▶ [TASK BRIEF]: All entries below are to be set down again, identical to the source.
** EXERCISE INPUTS follows **
PR #431, opened 2023-03-21
Stats endpoints Testing

RohitValiveti:
### Summary 

Added Tests for the Stats endpoints (GET and PUT requests)

This pull request regarding the backend testing. [Trello Ticket](https://trello.com/c/M6ZlZQgD/467-stats-endpoint)

### Test Plan 
Test Cases Pass

### Notes 
To Test the GET /api/stats, I generated random from/to dates as query parameters. The response should be stats between the specified dates. I utilized property based testing to ensure the length of the stats elements in the response is equivalent to the number of dates between the randomly generated from_date and to_date. 

To Test the PUT /api/stats, I generated random values for the StatsType and updated the corresponding date. I then tested to make sure that the response of the PUT request (which is the Stats object that was updated), matches the randomly generated data. The helper function to generate the random request data and valid data only only generates 1 at a time and may be generalized to multiple dates in the future, as the PUT request does support updating multiple dates at once.

Finally, I tested the PUT and GET requests but generated a random date to update the stats, and calling the GET request on that same date, and ensuring that the response of the GET request matched the randomly generated stats that was sent with the PUT request.

### Breaking Changes  
Minor changes to Notion API Documentation as request/response formats did not align with code.

### DIFF
--- a/server/tests/stats.test.ts
+++ b/server/tests/stats.test.ts
@@ -108,7 +108,7 @@ describe('Stats Tests', () => {
   });
 
   after(clearDB);
-  
+
   describe('GET /api/stats', () => {
     it('Fetch the stats in the range of specified dates', async () => {
       const res = await request(app)
--- a/server/tests/stats.test.ts
+++ b/server/tests/stats.test.ts
@@ -145,7 +145,7 @@ describe('Stats Tests', () => {
   describe('PUT & GET of same date', () => {
     it('Updates stats at a random Date and GETs Data at that date', async () => {
       const statsData = generateEditDatesData();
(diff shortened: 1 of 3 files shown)


server/tests/stats.test.ts
```diff
@@ -0,0 +1,171 @@
...
+
+    stats.push(stat);
+  }
+
+  return stats;
+};
+
+// Formats Stats Type Data to proper request structure
+// Currently Assumes stats contains 1 element
+const format_edit_dates_request = (stats: StatsType[]) => {
```
pratyush1712, line 76: please use camelCase only for consistency

Atikpui007:
I run the test on my computer and they all passed. Pretty good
** End of EXERCISE INPUTS **
▶ [SOLUTION TO THE PROBLEM]:
PR #431, opened 2023-03-21
Stats endpoints Testing

RohitValiveti:
### Summary 

Added Tests for the Stats endpoints (GET and PUT requests)

This pull request regarding the backend testing. [Trello Ticket](https://trello.com/c/M6ZlZQgD/467-stats-endpoint)

### Test Plan 
Test Cases Pass

### Notes 
To Test the GET /api/stats, I generated random from/to dates as query parameters. The response should be stats between the specified dates. I utilized property based testing to ensure the length of the stats elements in the response is equivalent to the number of dates between the randomly generated from_date and to_date. 

To Test the PUT /api/stats, I generated random values for the StatsType and updated the corresponding date. I then tested to make sure that the response of the PUT request (which is the Stats object that was updated), matches the randomly generated data. The helper function to generate the random request data and valid data only only generates 1 at a time and may be generalized to multiple dates in the future, as the PUT request does support updating multiple dates at once.

Finally, I tested the PUT and GET requests but generated a random date to update the stats, and calling the GET request on that same date, and ensuring that the response of the GET request matched the randomly generated stats that was sent with the PUT request.

### Breaking Changes  
Minor changes to Notion API Documentation as request/response formats did not align with code.

### DIFF
--- a/server/tests/stats.test.ts
+++ b/server/tests/stats.test.ts
@@ -108,7 +108,7 @@ describe('Stats Tests', () => {
   });
 
   after(clearDB);
-  
+
   describe('GET /api/stats', () => {
     it('Fetch the stats in the range of specified dates', async () => {
       const res = await request(app)
--- a/server/tests/stats.test.ts
+++ b/server/tests/stats.test.ts
@@ -145,7 +145,7 @@ describe('Stats Tests', () => {
   describe('PUT & GET of same date', () => {
     it('Updates stats at a random Date and GETs Data at that date', async () => {
       const statsData = generateEditDatesData();
(diff shortened: 1 of 3 files shown)


server/tests/stats.test.ts
```diff
@@ -0,0 +1,171 @@
...
+
+    stats.push(stat);
+  }
+
+  return stats;
+};
+
+// Formats Stats Type Data to proper request structure
+// Currently Assumes stats contains 1 element
+const format_edit_dates_request = (stats: StatsType[]) => {
```
pratyush1712, line 76: please use camelCase only for consistency

Atikpui007:
I run the test on my computer and they all passed. Pretty good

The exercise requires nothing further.